Given data ->
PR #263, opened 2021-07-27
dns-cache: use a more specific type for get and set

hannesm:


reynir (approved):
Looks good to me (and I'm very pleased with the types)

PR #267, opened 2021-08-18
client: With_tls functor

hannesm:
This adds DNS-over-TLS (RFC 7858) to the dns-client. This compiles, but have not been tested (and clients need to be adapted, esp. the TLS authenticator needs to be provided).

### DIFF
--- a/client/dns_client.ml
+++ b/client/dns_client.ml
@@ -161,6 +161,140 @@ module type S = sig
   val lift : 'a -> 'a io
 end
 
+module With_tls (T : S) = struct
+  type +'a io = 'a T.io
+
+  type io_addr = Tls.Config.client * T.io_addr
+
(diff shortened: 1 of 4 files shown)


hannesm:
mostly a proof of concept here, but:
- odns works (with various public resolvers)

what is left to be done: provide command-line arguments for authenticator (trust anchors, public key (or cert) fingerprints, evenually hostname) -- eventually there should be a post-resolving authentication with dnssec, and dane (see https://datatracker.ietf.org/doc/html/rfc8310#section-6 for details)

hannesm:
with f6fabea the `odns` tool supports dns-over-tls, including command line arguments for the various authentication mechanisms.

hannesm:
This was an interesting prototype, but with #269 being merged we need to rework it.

Try it -> Please transcribe the material above in full, keeping every character intact.

Output of the exercise ->
PR #263, opened 2021-07-27
dns-cache: use a more specific type for get and set

hannesm:


reynir (approved):
Looks good to me (and I'm very pleased with the types)

PR #267, opened 2021-08-18
client: With_tls functor

hannesm:
This adds DNS-over-TLS (RFC 7858) to the dns-client. This compiles, but have not been tested (and clients need to be adapted, esp. the TLS authenticator needs to be provided).

### DIFF
--- a/client/dns_client.ml
+++ b/client/dns_client.ml
@@ -161,6 +161,140 @@ module type S = sig
   val lift : 'a -> 'a io
 end
 
+module With_tls (T : S) = struct
+  type +'a io = 'a T.io
+
+  type io_addr = Tls.Config.client * T.io_addr
+
(diff shortened: 1 of 4 files shown)


hannesm:
mostly a proof of concept here, but:
- odns works (with various public resolvers)

what is left to be done: provide command-line arguments for authenticator (trust anchors, public key (or cert) fingerprints, evenually hostname) -- eventually there should be a post-resolving authentication with dnssec, and dane (see https://datatracker.ietf.org/doc/html/rfc8310#section-6 for details)

hannesm:
with f6fabea the `odns` tool supports dns-over-tls, including command line arguments for the various authentication mechanisms.

hannesm:
This was an interesting prototype, but with #269 being merged we need to rework it.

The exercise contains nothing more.